Platelet elimination in a NOD/SCID mouse model. NOD/SCID mice (NOD.CB17-Prkdcscid/J) were injected with freshly isolated human platelets (200 μL, 2x10⁹/mL) into the lateral tail vein. After 30 minutes (min), blood was taken to determine the baseline of circulating human platelets (100%). Subsequently, antibodies were injected, and further blood samples were taken at 60, 120, 300 and 1440 min (24 h) after baseline, as indicated. (A) Platelet elimination in the presence of monoclonal antibodies. SZ21 against GP IIIa was used as positive control. Note that SW16 against GP V eliminated human platelets with the same kinetics as SZ21 when 10 μg were injected.

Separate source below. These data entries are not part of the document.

PR #945, opened 2026-08-13
Bump SDS to include change to match CamelCase keywords

zchelseal:
`datadog-static-analyzer` pins `dd-sensitive-data-scanner` to `b2dca51` (2026-06-18), which predates https://github.com/DataDog/dd-sensitive-data-scanner/pull/369. 

Bumping this to include the change of improved matching with camelcase keywords (ie. a rule keyed on `access key` now also matches `accessKey`; not case-sensitive).

Also pulling in https://github.com/DataDog/dd-sensitive-data-scanner/pull/378, which is not yet wired to any rule used by `datadog-static-analyzer` and should have no impact today (needed only if a rule later opts into it).

### DIFF
--- a/Cargo.lock
+++ b/Cargo.lock
@@ -456,7 +456,16 @@ version = "0.5.3"
 source = "registry+https://github.com/rust-lang/crates.io-index"
 checksum = "0700ddab506f33b20a03b13996eccd309a48e5ff77d0d95926aa0210fb4e95f1"
 dependencies = [
- "bit-vec",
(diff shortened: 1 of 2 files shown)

Significant, but less pronounced platelet elimination was observed at a lower concentration. Data are given as Mean±Standard Deviation for three independent experiments. Murine IgG was used as negative control. (B) Platelet elimination in the presence of human anti-GP V autoantibodies. Group A: anti-GP V IgG detected by surface plasmon resonance (SPR) only (low avidity antibodies; n=3); group B: anti-GP V IgG detected by SPR and monoclonal antibody immobilization of platelet antigens (MAIPA) (high avidity antibodies, n=3). Compared to human control IgG, IgG obtained from immune thrombocytopenia (ITP) sera in both groups induced significant platelet removal. No difference in platelet elimination was observed between group A and group B. As to be expected, autoantibodies were less effective in removing platelets from the murine circulation than a human control alloanti-body [anti-HPA-1a present in the World Health Organization (WHO) standard]. (C) Human ITP serum containing anti-GP V autoantibodies only was absorbed (dashed line) or not absorbed (full line) with recombinant GP V prior to IgG isolation. Platelet elimination was studied as outlined above. Data are given as Mean±Standard Deviation for three independent experiments.